Voluntary and Involuntary Disruptions
Pods do not disappear until someone (a person or a controller) destroys them, or there is an unavoidable hardware or system software error.
We call these unavoidable cases involuntary disruptions to an application. Examples are:
- a hardware failure of the physical machine backing the node
- cluster administrator deletes VM (instance) by mistake
- cloud provider or hypervisor failure makes VM disappear
- a kernel panic
- the node disappears from the cluster due to cluster network partition
- eviction of a pod due to the node being out-of-resources.
Except for the out-of-resources condition, all these conditions should be familiar to most users; they are not specific to Kubernetes.
We call other cases voluntary disruptions. These include both actions initiated by the application owner and those initiated by a Cluster Administrator. Typical application owner actions include:
- deleting the deployment or other controller that manages the pod
- updating a deployment’s pod template causing a restart
- directly deleting a pod (e.g. by accident)
Cluster Administrator actions include:
- Draining a node for repair or upgrade.
- Draining a node from a cluster to scale the cluster down (learn about Cluster Autoscaling ).

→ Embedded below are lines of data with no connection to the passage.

PR #295, opened 2021-04-24
Update TheFeud.java

Kerpackie:
Some minor fixes.
Quest will no longer stop progressing passed the rug merchant.


Kerpackie:
Added quest requirement for Lost Tribe too :)

PR #300, opened 2021-04-28
Fix karamja medium diary quest requirement

Streammz:
In the Karamja Medium Diary, one of the requirements is intended to be the Shilo Village quest, but ended up being a duplicate line of The Grand Tree, probably due to a copy-paste error. This PR fixes these.


Zoinkwiz (approved):
Looks good, thanks!

PR #327, opened 2021-05-23
Add extra potato growing detail

Samywamy10:
Didn't know that I had to wait for the potatos to grow. Added some extra detail


Samywamy10:
@Zoinkwiz for review

Issue #334, opened 2021-06-05
Optimal Quest Order has changed with the addition of A Night at the Theatre


donicrosby:
The optimal quest order has been updated with the addition of A Night at the Theater. The optimal order in the plugin should reflect this change.

PR #338, opened 2021-06-06
Update Optimal Quest Order

Kerpackie:
Updates Optimal Quest list to updated order.

*Adds new quest, will need to be un-commented when quest is added.
*Adds all Achievement Diaries where required.
*Adds Stronghold of security for future addition.
*Adds Balloon Routes from post Enlightened Journey for future Generic Addition.


rypete:
This will resolve Issue #334

PR #691, opened 2022-01-26
Fix bridge requirements

Pyragon:
Each side of the bridge only requires 30 steel nails each.

Was confusing to me after repairing the first side, and the panel told me I required 60 steel nails for the second, even though it showed only 1 plank required. I ended up running to the bank and making another 30 steel nails before coming back.

This pull request makes that consistent with showing just 1 plank, and just 30 steel nails per side of the bridge.


Obasill:
You're better off just removing the quantity from the initialization and use .quantity(30) on each side.

Pyragon:
Will add another commit in the morning for that. 3am atm

Zoinkwiz (approved):

PR #694, opened 2022-01-28
More fixes for Zoink to go through :+1:

Haavardaw:
Quite a fix things for zoink to check

Not sure if the Ardy hard part is correct but I think it should be


Obasill:
In regards to the Ardy changes, they are good. One exception however:

`moveToPlatform = new NpcStep(this, NpcID.JEB, new WorldPoint(2719, 3305, 0),
			"Talk to Jeb to travel to the Fishing Platform.", smallFishingNet);`

Is correct but if the user hasn't completed the Slug Menace quest then they will see the travel option with Holgart. So just add him as an alternative NPC instead of what you have proposed.

Obasill (commented):
In regards to the Ardy changes, they are good. One exception however:

`moveToPlatform = new NpcStep(this, NpcID.JEB, new WorldPoint(2719, 3305, 0),
			"Talk to Jeb to travel to the Fishing Platform.", smallFishingNet);`

Is correct but if the user hasn't completed the Slug Menace quest then they will see the travel option with Holgart. So just add him as an alternative NPC instead of what you have proposed.

Obasill (approved):

Zoinkwiz (approved):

- Removing a pod from a node to permit something else to fit on that node.
Dealing with Disruptions
Here are some ways to mitigate involuntary disruptions:
- Ensure your pod requests the resources it needs.
- Replicate your application if you need higher availability. (Learn about running replicated stateless and stateful applications.)
- For even higher availability when running replicated applications, spread applications across racks (using anti-affinity) or across zones (if using a multi-zone cluster.)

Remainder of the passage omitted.